Content

It appears straightforward to let CUDA blocks operate on corresponding blocks of a matrix. Hence, we need a two-dimensional organization of GPU threads.

When we organize threads in two dimensions we must take care that

• we need a multiple of 16 in both dimensions (as this can be nicely processed by warps and half-warps) and that

• the maximal number of threads per block on our GPU is 1024.

In consequence, we can work with $$16 \times 16$$ or $$32 \times 32$$ blocks. However, when we work with $$32 \times 32$$ blocks, we will have less space left for registers. Hence, $$16 \times 16$$ is usually chosen.

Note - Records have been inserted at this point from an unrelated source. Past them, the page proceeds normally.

PR #2393, opened 2020-05-09
Vagrantfile: use criu from stable repo

kolyshkin:
CRIU 3.14 has made its way to the F32 stable repo, let's use it.

### DIFF
--- a/Vagrantfile
+++ b/Vagrantfile
@@ -13,17 +13,14 @@ Vagrant.configure("2") do |config|
     v.cpus = 2
   end
   config.vm.provision "shell", inline: <<-SHELL
-    curl -OSs https://kojipkgs.fedoraproject.org/packages/criu/3.14/1.fc32/x86_64/criu-3.14-1.fc32.x86_64.rpm
     cat << EOF | dnf -y shell
 config exclude kernel,kernel-core
 config install_weak_deps false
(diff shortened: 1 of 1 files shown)


AkihiroSuda:
LGTM

Vagrantfile
```diff
@@ -13,17 +13,14 @@ Vagrant.configure("2") do |config|
     v.cpus = 2
   end
   config.vm.provision "shell", inline: <<-SHELL
-    curl -OSs https://kojipkgs.fedoraproject.org/packages/criu/3.14/1.fc32/x86_64/criu-3.14-1.fc32.x86_64.rpm
     cat << EOF | dnf -y shell
 config exclude kernel,kernel-core
 config install_weak_deps false
-localinstall criu-3.14-1.fc32.x86_64.rpm
 update
-install iptables gcc make golang-go libseccomp-devel bats jq git-core
```
AkihiroSuda, line 22: Can we pin the version?

kolyshkin: > Can we pin the version?

Yes (`criu = 3.14` or something like that) but I don't see the reason why. If the next criu release fails, we want to know about it (and can certainly use a previous release once we do)

AkihiroSuda:
@mrunalp @cyphar PTAL

mrunalp:
LGTM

For the partitioning in up to three dimensions we need a dim3 object. The following example shows how a matrix can be partitioned in blocks of size $$16 \times 16$$:

std::size_t dim_per_block = 16;
std::size_t num_blocks_per_row = (A.numRows() + dim_per_block - 1) /
dim_per_block;
std::size_t num_blocks_per_col = (A.numCols() + dim_per_block - 1) /
dim_per_block;
dim3 block(dim_per_block, dim_per_block);
dim3 grid(num_blocks_per_row, num_blocks_per_col);
kernel_function<<grid, block>>>(/* ... */);

Exercise

Develop a kernel function gescal that computes $$A \leftarrow \alpha A$$, i.e. all elements are to be scaled by $$\alpha$$. To test this it is recommended to use the class hpc::cuda::GeMatrix from <hpc/cuda/gematrix.hpp> and the copy operation from <hpc/cuda/copy.hpp>.